The political establishment in Zimbabwe would very much love to have a suborned judiciary which comes to politicians begging bowl in hand. A weakened judiciary is an essential ingredient for a government on a mission to subvert human rights. The breakdown of systems at the courts makes them less attractive as institutions where people go to seek justice. There are lengthy delays in the conclusion of both civil and criminal cases. Justice Makarau — on a visit to the Remand Prison in Harare Central last year — discovered hundreds of inmates festering in filthy cells without trial.

Her exercise of judicial activism by clearing the overcrowded cells was immediately attacked by Home Affairs minister Kembo Mohadi who accused the judiciary of abetting criminal activity in the country. The absence of a response from the judiciary following these slanderous executive pronouncements is emblematic of the government's perception of the Bench. Judges should partner with the executive in the assault on human liberties, Mohadi's statement seemed to suggest. This explains why the police — in cases challenging the land reform — stubbornly refused to enforce orders from the courts on the pretext that the issues at stake were political.

The purge of the judiciary and the execution of the land reform was therefore no coincidence. The government wanted a pliant Bench that would not erect a legal blockade to its designs. And it was prepared to pay for acquiescence with land grants. Even today, the Zanu PF government is keen to have a judiciary that serves its narrow political interests rather than upholding the rights of Zimbabweans as set out in the constitution's Declaration of Rights.
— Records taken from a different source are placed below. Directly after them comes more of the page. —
PR #338, opened 2020-01-10
Add optional 'ignore-loops' flag to nextpnr

DurandA:
This PR adds optional passing of `--ignore-loops` flag to NextPNR for the Trellis toolchain.


enjoy-digital:
Thanks!

PR #349, opened 2020-01-19
Timing improvement

bunnie:
Hard IP blocks are fixed in location, so long/deep combinational paths routing to multiple hard IP blocks can lead to timing closure problems. 

XADC and MMCM DRPs currently have their DEN pins triggered by the ".re" output of a CSR. This is asynchronously derived from a fairly complicated set of logic that involves a logic path that goes all the way back through the cache and arbitration mechanisms of the wishbone bus. On more complex designs, this is leading to a failure of timing closure for these paths, because the hard IP blocks can be located in disparate portions of the chip which "pulls" the logic cluster in opposite directions in an attempt to absorb the routing delays to these IP blocks, leading to non-optimal placement for everything else and thus timing closure problems. 

This pull request proposes that we add a pipeline delay on these critical paths. This delays the commit of the data to the DRP by one cycle, but greatly relieves timing because the pipeline register can be placed close to the cluster of logic that computes addresses, caching, and arbitration, allowing for the routing slack to the hard IP blocks to be absorbed by the path between the pipe register and the hard IP block. 

In general, this shouldn't be a problem because the algorithm to program the DRP is to hit the write or read CSR, and then poll the drdy bit until it is asserted (so the process is already pretty slow).  The MMCM in particular should have almost no impact, because MMCM updates are infrequent and the subsequent lock time of the MMCM is pretty long. The XADC is potentially more problematic because it can produce data at up to 1MSPS; but if sysclk is around 100MHz, adding 10ns to the read latency is relatively small compared to the theoretical maximum data rate of one every 1,000ns.

Note that the xadc patch requires introducing a bit of logic into the non-DRP path. This is because without explicitly putting an "if" statement around the logic, you fall back to the non-blocking semantics of the verilog operator, which ultimately leads to a pretty hefty combinational path. By having a default "if" that should get optimized out when DRP is not enabled, when the DRP path /is/ enabled the synthesizer knows it can safely push the async signal into a simple mux as opposed to worrying about enforcing the non-blocking operator semantics to get the desired result.

### DIFF
--- a/litex/soc/cores/clock.py
+++ b/litex/soc/cores/clock.py
@@ -102,22 +102,17 @@ class XilinxClocking(Module, AutoCSR):
 
         # # #
 
-        den_pipe = Signal()
-        dwe_pipe = Signal()
-
         drp_drdy = Signal()
         self.params.update(
             i_DCLK  = ClockSignal(),
-            i_DWE   = dwe_pipe,
-            i_DEN   = den_pipe,
+            i_DWE   = self.drp_write.re,
+            i_DEN   = self.drp_read.re | self.drp_write.re,
             o_DRDY  = drp_drdy,
             i_DADDR = self.drp_adr.storage,
             i_DI    = self.drp_dat_w.storage,
             o_DO    = self.drp_dat_r.status
         )
         self.sync += [
-            den_pipe.eq(self.drp_read.re | self.drp_write.re),
-            dwe_pipe.eq(self.drp_write.re),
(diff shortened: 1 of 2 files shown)


enjoy-digital:
Thanks for the PR and detailed explanation. This make senses and has been merged with https://github.com/enjoy-digital/litex/commit/eae0e00496741b6afffb157b44576695237d7696. I did a manual rebase to keep a single commit and used your description as the commit description. This way we keep a trace of your explanation in the git.

PR #351, opened 2020-01-23
Fix sram size argument

mateusz-holenko:
Renaming the argument is a breaking change and might cause some user scripts to fail.
On the other hand this option is broken (wrong type), so I guess those scripts would fail anyway ;)


enjoy-digital:
Thanks for catching it!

Upon his resignation from the Bench, Justice Michael Gillespie in 2001 aptly captured the state of affairs in the judiciary.

"I cannot sit as an effective and independent member of this Bench," he said. "The executive has contrived to politicise the Bench. A judge . . . who finds himself in the position where he is called upon to administer the law only as against political opponents of the government and not against government supporters, faces the challenge to his conscience."

It is clear money alone is not the problem. There is a need for principled leadership and independent judgements in our courts if Zimbabwe is to recover its respect for the rule of law.